[Collected data]
- - - - -

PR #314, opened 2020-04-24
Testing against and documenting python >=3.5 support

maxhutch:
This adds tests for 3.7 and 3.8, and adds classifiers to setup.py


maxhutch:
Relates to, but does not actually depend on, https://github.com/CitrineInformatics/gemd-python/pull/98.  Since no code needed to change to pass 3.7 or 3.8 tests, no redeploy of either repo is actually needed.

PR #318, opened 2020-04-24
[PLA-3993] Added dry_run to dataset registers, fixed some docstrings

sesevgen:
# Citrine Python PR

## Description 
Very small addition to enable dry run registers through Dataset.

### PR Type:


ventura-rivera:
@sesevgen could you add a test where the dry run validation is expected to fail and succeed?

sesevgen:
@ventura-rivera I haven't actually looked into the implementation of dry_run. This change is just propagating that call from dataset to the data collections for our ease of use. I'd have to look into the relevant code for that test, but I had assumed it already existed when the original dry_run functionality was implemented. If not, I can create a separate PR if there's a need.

- - - - -

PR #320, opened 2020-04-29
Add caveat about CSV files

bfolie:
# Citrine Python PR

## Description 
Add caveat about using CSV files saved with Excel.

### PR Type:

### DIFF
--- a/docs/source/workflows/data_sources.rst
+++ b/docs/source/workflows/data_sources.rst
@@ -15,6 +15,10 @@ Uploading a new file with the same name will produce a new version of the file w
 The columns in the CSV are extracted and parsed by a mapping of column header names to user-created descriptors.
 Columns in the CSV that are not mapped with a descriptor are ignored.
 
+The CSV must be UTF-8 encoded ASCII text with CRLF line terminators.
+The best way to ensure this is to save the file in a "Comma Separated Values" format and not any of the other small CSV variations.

- - - - -

Task objective: All lines above with the word "that" need to be reported.

Exercise output:
@ventura-rivera I haven't actually looked into the implementation of dry_run. This change is just propagating that call from dataset to the data collections for our ease of use. I'd have to look into the relevant code for that test, but I had assumed it already existed when the original dry_run functionality was implemented. If not, I can create a separate PR if there's a need.
 Columns in the CSV that are not mapped with a descriptor are ignored.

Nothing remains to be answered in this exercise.